About this task:
Exactly the lines from the top of the records below through the one containing "Example error from" must be set down, with no line added or dropped.

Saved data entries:

#####

PR #4742, opened 2026-09-17
test: Removes acceptance test org users during org cleanup

EspenAlbert:
## Description

`TestCleanProjectAndClusters` deletes test projects but leaves their org users behind, so users created by acceptance tests keep accumulating in the org and keep org membership after their projects are gone.
Example error from today: `MAX_USERS_PER_ORG_EXCEEDED`

Adds `TestCleanOrgUsers`, which lists the org users, keeps those whose email matches a cleanup prefix, and removes them. The default prefix is `test-acc-tf-`, which is what `acc.RandomEmail()` produces (`acc.prefixName` + "-"). Override it with `MONGODB_ATLAS_CLEAN_USER_EMAIL_PREFIXES=prefix1,prefix2`, mirroring `MONGODB_ATLAS_CLEAN_PROJECT_PREFIXES`. A `RESOURCE_NOT_FOUND` on delete is skipped, since a concurrent cleanup run may have removed the user already.

The test is separate from `TestCleanProjectAndClusters` so users are still cleaned when project cleanup fails, and `make clean-atlas-org` now runs both. Like the project cleanup, it is gated on `MONGODB_ATLAS_CLEAN_ORG=true`, requires `MONGODB_ATLAS_ORG_ID`, and honours `DRY_RUN` by only counting the users it would remove.

No provider code changes, so no changelog entry.

## Type of change:

## Required Checklist:


internal/testutil/clean/org_clean_test.go
```diff
@@ -161,6 +161,55 @@ func TestCleanProjectAndClusters(t *testing.T) {
...
+		}
+		if !dryRun {
+			if _, err = client.MongoDBCloudUsersAPI.RemoveOrgUser(ctx, orgID, user.GetId()).Execute(); err != nil {
+				if admin.IsErrorCode(err, "RESOURCE_NOT_FOUND") {
+					continue // already removed by a concurrent run
+				}
+				return removed, err
+			}
+		}
+		t.Logf("removed test user %s", user.GetUsername())
```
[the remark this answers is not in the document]
EspenAlbert: Valid; the log sits after the `if !dryRun` block so it fires in both modes, and the make target defaults to `DRY_RUN=true`. Fixed: dry-run now logs `would remove test user %s` and the `removed test user %s` line only fires after a successful `RemoveOrgUser`

internal/testutil/clean/org_clean_test.go
```diff
@@ -161,6 +161,55 @@ func TestCleanProjectAndClusters(t *testing.T) {
...
+	if !cleanOrg {
+		t.Skip("skipping test; set MONGODB_ATLAS_CLEAN_ORG=true to run")
+	}
+	dryRun, _ := strconv.ParseBool(os.Getenv("DRY_RUN"))
+	orgID := os.Getenv("MONGODB_ATLAS_ORG_ID")
+	require.NotEmpty(t, orgID, "MONGODB_ATLAS_ORG_ID must be set")
+	prefixes := userEmailPrefixes()
+	t.Logf("cleaning users with email prefixes %v (DRY_RUN=%t)", prefixes, dryRun)
+	removedUsers, err := removeTestUsers(t.Context(), t, dryRun, acc.ConnV2(), orgID, prefixes)
+	require.NoError(t, err)
```
EspenAlbert, line 179: unauthorized responses fail the test instead of being handled as transient skips like the other clean helpers. `removeClusters` and the other list helpers wrap their calls with `clean.SkipUnauthorizedErr`, and `TestCleanProjectAndClusters` treats `clean.ErrUnauthorized` as a transient skip with a "will retry next run" log. Here a 401 on `ListOrgUsers` or `RemoveOrgUser` reaches `require.NoError` and fails `make clean-atlas-org` before the `SUMMARY` line is printed. Wrap the list error with `clean.SkipUnauthorizedErr` inside the `dsschema.AllPages` callback (the helper drops the `*http.Response`, so the wrap must happen there) and skip the test on `errors.Is(err, clean.ErrUnauthorized)`

internal/testutil/clean/org_clean_test.go
```diff
@@ -161,6 +161,55 @@ func TestCleanProjectAndClusters(t *testing.T) {
...
+
+// defaultUserEmailPrefixes mirrors the emails built by acc.RandomEmail (`acc.prefixName` + "-").
+var defaultUserEmailPrefixes = []string{"test-acc-tf-"}
+
+// removeTestUsers removes every org member whose email starts with one of the given prefixes.
+// In dry-run mode it only counts the users it would remove.
+func removeTestUsers(ctx context.Context, t *testing.T, dryRun bool, client *admin.APIClient, orgID string, prefixes []string) (int, error) {
+	t.Helper()
+	users, err := dsschema.AllPages(ctx, func(ctx context.Context, pageNum int) (dsschema.PaginateResponse[admin.OrgUserResponse], *http.Response, error) {
+		return client.MongoDBCloudUsersAPI.ListOrgUsers(ctx, orgID).PageNum(pageNum).Execute()
```
EspenAlbert: nit: set `.ItemsPerPage(itemsPerPage)` on the `ListOrgUsers` call like `readAllProjects` and the other paginated lists in this file, so the page size does not depend on the API-side default

lantoli (approved):

PR #609, opened 2026-07-15
fix(parser): IndusInd credit-card refund merchant + card detection (#486)

### LINKED ISSUE #486: IndusInd credit card — available-limit tracking & refund handling.
🏦 Bank Information
Bank Name: IndusInd Bank (Credit Card)
Country: India
📱 SMS Examples
�

Example 1 — Credit-card spend
Sender: 
INR ***.** spent on IndusInd Card XX**** on 14-06-2026 04:21:45 pm at INSTAMART. Avl Lmt: INR ******.**. To dispute, call 18602677777/SMS BLOCK **** to 5676757

Example 2 — Credit-card refund / return
Sender: 
Dear Customer, refund of INR ** from Swiggy Limited Banga has been credited to your IndusInd Bank Credit Card XX**** on 11-Jun-26 and the refund amount has been adjusted against the outstanding on your card account - IndusInd Bank

📋 Transaction Types Needed
[x] Card transactions (credit card)
[x] Available limit tracking
[x] Refund / return handling
🐛 Summary
For an IndusInd credit card (latest main, v2.15.x), credit-card spends are not recognised as CREDIT, available-limit tracking never runs even though the SMS contains Avl Lmt, and refunds/returns are not netted against credit-card spend. Root cause and surgical fixes below — happy to open a PR with test cases.
🔎 Issue 1 — IndusInd credit-card spends are typed EXPENSE, so available-limit tracking never runs
IndusIndBankParser.extractTransactionType() maps "spent" → TransactionType.EXPENSE, so a credit-card purchase is never typed CREDIT. In BankParser.parse(), extractAvailableLimit() is gated behind type == CREDIT, so the Avl Lmt value present in every spend SMS is never read. The common user workaround (a Smart Rule SET TYPE = CREDIT) runs after parsing and only relabels the type — it can't recover the limit, which was never extracted.
Suggested fix (IndusIndBankParser): detect credit-card context and return CREDIT. Card spends say spent on IndusInd Card ... Avl Lmt; account debits say debited from A/C ... Avl Bal. A reliable signal, evaluated before the generic "spent" branch:
Kotlin
lower.contains("card") && lower.contains("avl lmt") -> TransactionType.CREDIT

🔎 Issue 2 — The available-limit regex doesn't match IndusInd's INR format
Even once the type is CREDIT, BankParser.extractAvailableLimit() would still miss this SMS. The patterns require Rs:
Kotlin
Regex("""Avl\s+Lmt:?\s*Rs\.?\s*([0-9,]+(?:\.\d{2})?)""", RegexOption.IGNORE_CASE)
IndusInd prints Avl Lmt: INR ******.** — no Rs, so no match.
Suggested fix: broaden the currency token across the limit patterns from Rs\.? to (?:Rs\.?|INR|₹), or add an IndusInd-specific extractAvailableLimit override.
🔎 Issue 3 — Credit-card refunds aren't netted against credit-card spend
The refund SMS parses as INCOME (via "credited"), which is correct, and for a credit-card account SmsTransactionProcessor already reduces the outstanding balance on INCOME (isCreditCard && INCOME -> balance - amount), so the available limit is restored properly. Two gaps remain:
The monthly credit-card figure (HomeViewModel.currentMonthCreditCard) is a blind sum of CREDIT rows with no refund offset, so a return never reduces "credit card spent this month".
The existing refund-netting (budgetImpactType = DEDUCT_SPENT in computeBreakdownByCurrency) only subtracts from the EXPENSE bucket, never the CREDIT bucket. And DEDUCT_SPENT isn't a settable Smart Rule field, so users can't apply it to auto-parsed transactions anyway.
Suggested direction: mirror the EXPENSE refund-netting for the CREDIT bucket (subtract credit-card refunds from currentMonthCreditCard), and consider auto-tagging credit-card refunds so they reduce credit spend rather than appearing as income. Note that fixing Issue 1 (native CREDIT typing) also removes the need for the user Smart Rule — which is what currently causes returns to be mislabelled as credit-card spend.
🧭 Design note (to avoid a double-count)
IndusInd's SMS reports the available (remaining) limit, but the card model derives available = creditLimit - balance, treating the stored value as the total limit. Feeding Avl Lmt straight into the limit field would subtract the outstanding from an already-net number. Two clean options: (a) treat the SMS value as the available figure and surface it directly, or (b) back-calculate total = avlLmt + outstanding. Worth deciding before wiring it in.
🧹 Minor (general robustness)
In BankParser.extractTransactionType(), "refund"/"cashback" are checked after the expense keywords ("debited", "spent", "purchase", …). Any refund SMS that also contains a spend word would mis-type as EXPENSE for banks relying on the base. Hoisting the refund/reversal check above the expense branch (and adding "reversal"/"reversed") would make refund detection more robust across banks.
📋 Environment
App Version: 2.15.x (latest main)
Module: parser-core (IndusIndBankParser, BankParser), app (HomeViewModel, SmsTransactionProcessor)

sarim2000:
Closes #486 (parser-core scope).

## Problem
For an IndusInd **credit card**, the reporter saw: spends not recognised as CREDIT, `Avl Lmt` tracking never running, and refunds mishandled.

On current `main`, spends already type as `CREDIT` and `Avl Lmt: INR ...` is already captured into `creditLimit` (base `extractAvailableLimit` accepts the `INR` token). The remaining gap was the **refund path**:

- refund SMS produced a garbage merchant (`your IndusInd Bank Credit Card XX1234`), and
- was not flagged as a card txn (`isFromCard=false`) — the trailing `on your card account` phrase makes the base `detectIsCard` bail.

Sample refund SMS:
> Dear Customer, refund of INR 250 from Swiggy Limited Banga has been credited to your IndusInd Bank Credit Card XX1234 on 11-Jun-26 and the refund amount has been adjusted against the outstanding on your card account - IndusInd Bank

## Fix
- **`extractMerchant`** — parse the `refund of INR <amt> from <Merchant> has been credited` shape and strip the trailing legal-entity/branch noise (`Swiggy Limited Banga` → `Swiggy`) so the refund nets against the original spend merchant.
- **`detectIsCard`** — recognise `credit card` + `card XX<digits>` as a card transaction.

Spend-side CREDIT typing + available-limit capture were already correct; unchanged.

## Tests
Tightened the existing refund test to assert `merchant = "Swiggy"`, `accountLast4 = "1234"`, `isFromCard = true` (spend case already asserts `CREDIT` + `creditLimit = 48750.00`). All 28 IndusInd tests pass; full `:parser-core:jvmTest` green via `./init.sh parser`.

## Out of scope (app-side, left for owner)
- Whether `Avl Lmt` (remaining limit) should feed the model's `creditLimit - balance` derivation.
- Monthly credit-card refund netting in `HomeViewModel` / `DEDUCT_SPENT` for the CREDIT bucket.

### DIFF
--- a/parser-core/src/main/kotlin/com/pennywiseai/parser/core/bank/IndusIndBankParser.kt
+++ b/parser-core/src/main/kotlin/com/pennywiseai/parser/core/bank/IndusIndBankParser.kt
@@ -65,10 +65,9 @@ class IndusIndBankParser : BaseIndianBankParser() {
         // Credit-card refund SMS say "credited to your IndusInd Bank Credit Card XX1234 ...
         // adjusted against the outstanding on your card account". The trailing "card account"
         // phrase makes the base detectIsCard bail out as an account (non-card) txn, so
-        // recognise the credit card explicitly here. (#486)
-        if (lower.contains("credit card") &&
-            Regex("""card\s+x{2}\d""", RegexOption.IGNORE_CASE).containsMatchIn(message)
-        ) {
+        // recognise the credit card explicitly here. Mask is 2+ X's so XX1234 and
+        // XXXX1234 both match. (#486)
+        if (lower.contains("credit card") && CARD_MASK_PATTERN.containsMatchIn(message)) {
             return true
         }
         return super.detectIsCard(message)
@@ -181,16 +180,9 @@ class IndusIndBankParser : BaseIndianBankParser() {
         // Credit-card refund: "refund of INR <amt> from <Merchant> has been credited ..."
         // IndusInd appends the legal entity + branch/location (e.g. "Swiggy Limited Banga");
         // keep just the brand so the refund nets against the original spend merchant. (#486)
-        val refundPattern = Regex(
-            """refund\s+of\s+(?:INR|Rs\.?|₹)\s*[0-9,]+(?:\.\d{2})?\s+from\s+(.+?)\s+has\s+been\s+credited""",
-            RegexOption.IGNORE_CASE
-        )
-        refundPattern.find(message)?.let { match ->
+        REFUND_MERCHANT_PATTERN.find(message)?.let { match ->
             var m = match.groupValues[1].trim()
-            m = m.replace(
-                Regex("""\s+(?:Limited|Ltd\.?|Pvt\.?|Private).*$""", RegexOption.IGNORE_CASE),
-                ""
-            )
+            m = m.replace(LEGAL_ENTITY_SUFFIX_PATTERN, "")
             if (m.isNotEmpty()) return cleanMerchantName(m)
         }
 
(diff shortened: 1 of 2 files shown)


sarim2000:
Addressed the 4/5 review:
- Hoisted `CARD_MASK_PATTERN`, `REFUND_MERCHANT_PATTERN`, and `LEGAL_ENTITY_SUFFIX_PATTERN` into a private companion object (compiled once, not per-SMS).
- Relaxed the card mask `x{2}\d` → `x{2,}\d` so a 4-X mask (`XXXX1234`) is still detected as a card txn instead of falling through to the base class.
- Added a refund test with an `XXXX5678` mask.

`:parser-core:jvmTest` green.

#####

Reply to the task:
PR #4742, opened 2026-09-17
test: Removes acceptance test org users during org cleanup

EspenAlbert:
## Description

`TestCleanProjectAndClusters` deletes test projects but leaves their org users behind, so users created by acceptance tests keep accumulating in the org and keep org membership after their projects are gone.
Example error from today: `MAX_USERS_PER_ORG_EXCEEDED`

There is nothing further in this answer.